Personal information
- Full name: Lucas Gonzalo Basualdo Reydo
- Date of birth: 2 February 1988 (age 38)
- Place of birth: La Plata, Argentina
- Height: 1.86 m (6 ft 1 in)
- Position: Centre back

Team information
- Current team: Sports Salto

Youth career
- 2002–2003: Gimnasia La Plata
- 2003–2006: Estudiantes
- 2006–2008: Arsenal de Sarandí

Senior career*
- Years: Team / Apps / (Gls)
- 2008–2009: Lemos
- 2009–2010: Verín / 13 / (2)
- 2010: Daegu / 0 / (0)
- 2011: Tianjin Teda
- 2012–2013: Argentino de Quilmes
- 2013–2014: Municipal Tiquipaya
- 2014: Lemos / 0 / (0)
- 2015: Aurora
- 2016: Sol de Mayo / 1 / (0)
- 2016: Independiente Rio Colorado / 11 / (0)
- 2017: Portuguesa / 0 / (0)
- 2017–: Sports Salto / 1 / (0)

= Lucas Basualdo =

Argentine footballer (born 1988)

Lucas Gonzalo Basualdo Reydo (born 2 February 1988) is an Argentine footballer who plays for Club Sports Salto as a central defender.

==Club career==
An Arsenal de Sarandí youth graduate, Basualdo only made his senior debut in Spain, while playing for Tercera División sides Club Lemos and Verín CF. In 2010, he moved to K-League club Daegu FC.
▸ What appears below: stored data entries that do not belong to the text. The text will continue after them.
Issue #608, opened 2016-11-10
logging is always enabled


masawo:
**Integration Method:** CocoaPods
**Xcode Version:** 8.1
**Library Version:** 3.0.6 
**Platform:** iOS
**Device:** Simulator / iPhone 6s
**Language:** Objective-C

**Description:** 
It seems that logging is enabled, in our every biuld scheme.

I think that there is a cause : https://github.com/mixpanel/mixpanel-iphone/pull/607

**Expected Behavior:** 
logging will turn on with Build Settings to `MIXPANEL_DEBUG=1`

pchien:
@masawo thanks for letting us know. We'll put out a fix with the next release but for now `[[Mixpanel sharedInstance] setEnableLogging:NO]` should turn it off.

PR #609, opened 2016-11-10
turn logging off by default as per documentation

pchien:
should fix https://github.com/mixpanel/mixpanel-iphone/issues/608

### DIFF
--- a/Mixpanel/Mixpanel.m
+++ b/Mixpanel/Mixpanel.m
@@ -96,8 +96,6 @@ static NSString *defaultProjectToken;
         self.telephonyInfo = [[CTTelephonyNetworkInfo alloc] init];
 #endif
 #endif
-        MPSetLoggingEnabled(YES);
-
         self.apiToken = apiToken;
         _flushInterval = flushInterval;
         self.useIPAddressForGeoLocation = YES;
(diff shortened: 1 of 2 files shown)


patedit:
LGTM

Mixpanel/Mixpanel.m
```diff
@@ -96,8 +96,6 @@ - (instancetype)initWithToken:(NSString *)apiToken launchOptions:(NSDictionary *
         self.telephonyInfo = [[CTTelephonyNetworkInfo alloc] init];
 #endif
 #endif
-        MPSetLoggingEnabled(YES);
```
yinfeiru: I don't have the full context but according to the title of the pr `turn logging off by default as per documentation`, don't you want to do `MPSetLoggingEnabled(NO)` instead of removing the call here and the definition? Our users might want to turn it on later.

pchien: this was a duplicate method of `Mixpanel setEnableLogging:`. `enableLogging` promised to be off by default but this turned it on by default. they can still set it through the other method (not sure this one is even exposed)

yinfeiru:
lgtm

PR #621, opened 2016-12-12
Deprecate surveys

pchien:


.travis.yml
```diff
@@ -27,5 +27,5 @@ script:
 
 # Run `pod lib lint` if specified
 - if [ $POD_LINT == "YES" ]; then
-    pod lib lint;
+    pod lib lint --allow-warnings;
```
patedit: we may want to add a comment here so we don't forget to remove this after we remove survey support.

patedit:
we probably want to update the documentation as well

wileykestner:
@pchien @patedit 

This commit is causing my host project to show the mixpanel deprecation warnings even though the host project doesn't use the deprecated APIs.  Is there any way to silence the deprecation warnings from the perspective of the host project?

pchien:
@wileykestner which version are you on? We had issues with this on 3.0.8 right after we deprecated but fixed them shortly after. See https://github.com/mixpanel/mixpanel-iphone/issues/629. If you still have an issue with it, could you create an issue with integration method, version, etc so we can track it better? Thanks!

PR #622, opened 2016-12-15
Adding identify: safety check

jaredmixpanel:
Ported the safety check from our js lib, which only changes the distinct_id when calling identify if the given distinct_id is different from the existing distinct_id and the alias. Required creating an alias property.

For reference: https://github.com/mixpanel/mixpanel-js/blob/master/src/mixpanel-core.js#L1339-L1343

### DIFF
--- a/Mixpanel/Mixpanel.m
+++ b/Mixpanel/Mixpanel.m
@@ -278,8 +278,13 @@ static NSString *defaultProjectToken;
     }
     
     dispatch_async(self.serialQueue, ^{
-        self.distinctId = distinctId;
-        self.people.distinctId = distinctId;
+        // identify only changes the distinct id if it doesn't match either the existing or the alias;
+        // if it's new, blow away the alias as well.
+        if (distinctId != self.distinctId && distinctId != self.alias) {
+            self.alias = nil;
+            self.distinctId = distinctId;
+            self.people.distinctId = distinctId;
+        }
         if (self.people.unidentifiedQueue.count > 0) {
             for (NSMutableDictionary *r in self.people.unidentifiedQueue) {
                 r[@"$distinct_id"] = distinctId;
@@ -305,8 +310,16 @@ static NSString *defaultProjectToken;
         MPLogError(@"%@ create alias called with empty distinct id: %@", self, distinctID);
         return;
     }
-    [self track:@"$create_alias" properties:@{ @"distinct_id": distinctID, @"alias": alias }];
-    [self flush];
+    if (alias != distinctID) {
+        self.alias = alias;
+        [self track:@"$create_alias" properties:@{ @"distinct_id": distinctID, @"alias": alias }];
+        dispatch_async(self.serialQueue, ^{
+            [self archiveProperties];
+        });
+        [self flush];
+    } else {
+        MPLogWarning(@"alias matches distinctID - skipping api call.");
+    }
 }
 
 - (void)track:(NSString *)event
@@ -486,6 +499,7 @@ static NSString *defaultProjectToken;
         self.distinctId = [self defaultDistinctId];
         self.superProperties = [NSMutableDictionary dictionary];
         self.people.distinctId = nil;
+        self.alias = nil;
         self.people.unidentifiedQueue = [NSMutableArray array];
         self.eventsQueue = [NSMutableArray array];
         self.peopleQueue = [NSMutableArray array];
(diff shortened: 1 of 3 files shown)


Mixpanel/Mixpanel.m
```diff
@@ -278,8 +278,13 @@ - (void)identify:(NSString *)distinctId
...
+        // identify only changes the distinct id if it doesn't match either the existing or the alias;
+        // if it's new, blow away the alias as well.
+        if (distinctId != self.distinctId && distinctId != self.alias) {
+            self.alias = nil;
+            self.distinctId = distinctId;
+            self.people.distinctId = distinctId;
+        }
         if (self.people.unidentifiedQueue.count > 0) {
             for (NSMutableDictionary *r in self.people.unidentifiedQueue) {
                 r[@"$distinct_id"] = distinctId;
```
pchien: i haven't looked into this a ton but at first glance it's changing a bunch of `$distinct_id` to something that you might not be setting as your actual distinct id. `unidentifiedQueue` is filled by `addPeopleRecordToQueueWithAction:andProperties:`. do we want this to happen if `distinctId` wasn't changed? (i don't know the right answer)

Mixpanel/Mixpanel.m
```diff
@@ -305,8 +310,16 @@ - (void)createAlias:(NSString *)alias forDistinctID:(NSString *)distinctID
         MPLogError(@"%@ create alias called with empty distinct id: %@", self, distinctID);
         return;
     }
-    [self track:@"$create_alias" properties:@{ @"distinct_id": distinctID, @"alias": alias }];
-    [self flush];
+    if (alias != distinctID) {
```
pchien: use `isEqualToString:` here too

Mixpanel/Mixpanel.m
```diff
@@ -305,8 +310,16 @@ - (void)createAlias:(NSString *)alias forDistinctID:(NSString *)distinctID
...
+        self.alias = alias;
+        [self track:@"$create_alias" properties:@{ @"distinct_id": distinctID, @"alias": alias }];
+        dispatch_async(self.serialQueue, ^{
+            [self archiveProperties];
+        });
+        [self flush];
+    } else {
+        MPLogWarning(@"alias matches distinctID - skipping api call.");
```
pchien: maybe print out the alias/distinctId here for convenience

Mixpanel/Mixpanel.m
```diff
@@ -305,8 +310,16 @@ - (void)createAlias:(NSString *)alias forDistinctID:(NSString *)distinctID
         MPLogError(@"%@ create alias called with empty distinct id: %@", self, distinctID);
         return;
     }
-    [self track:@"$create_alias" properties:@{ @"distinct_id": distinctID, @"alias": alias }];
-    [self flush];
+    if (alias != distinctID) {
+        self.alias = alias;
```
pchien: i think setting this should be in the same `dispatch_async` block as `archiveProperties`. whether that's before or after `track` is up to you, but that way it'll be set and archived and tracked all in sequence instead of being set potentially way before the rest depending on how much is in the queue at the time

Mixpanel/Mixpanel.m
```diff
@@ -278,8 +278,13 @@ - (void)identify:(NSString *)distinctId
     }
     
     dispatch_async(self.serialQueue, ^{
-        self.distinctId = distinctId;
-        self.people.distinctId = distinctId;
+        // identify only changes the distinct id if it doesn't match either the existing or the alias;
+        // if it's new, blow away the alias as well.
+        if (distinctId != self.distinctId && distinctId != self.alias) {
```
jaredmixpanel: Doh... I've let my ObjC get rusty.

Mixpanel/Mixpanel.m
jaredmixpanel: Good catch. We don't want that... should use self.distinctId instead.

Mixpanel/Mixpanel.m
jaredmixpanel: Make sense.

Mixpanel/Mixpanel.m
jaredmixpanel: done.

Mixpanel/Mixpanel.m
```diff
@@ -305,8 +310,16 @@ - (void)createAlias:(NSString *)alias forDistinctID:(NSString *)distinctID
         MPLogError(@"%@ create alias called with empty distinct id: %@", self, distinctID);
         return;
     }
-    [self track:@"$create_alias" properties:@{ @"distinct_id": distinctID, @"alias": alias }];
-    [self flush];
+    if (![alias isEqualToString:distinctID]) {
+        [self track:@"$create_alias" properties:@{ @"distinct_id": distinctID, @"alias": alias }];
+        [self flush];
+        dispatch_async(self.serialQueue, ^{
```
pchien: ah i think you want this above flush and maybe above track. the reason being that flush has a blocking network request in it so your setting/archiving could wait a long time. it's possible above track is best because track potentially flushes inside of it.

jaredmixpanel: Fixed.

pchien:
@jaredmixpanel this looks fine to me now but i'll wait for https://github.com/mixpanel/mixpanel-swift/pull/49 to get reviewed too before merging just to get it double checked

After making no appearances for Daegu, Basualdo rarely settled into any team, subsequently representing Tianjin Teda in China, Argentino de Quilmes, Sol de Mayo and Independiente de Rio Colorado in his home country, Municipal Tiquipaya and Aurora in Bolivia and Portuguesa in Brazil, aside for a two-month spell back at Lemos.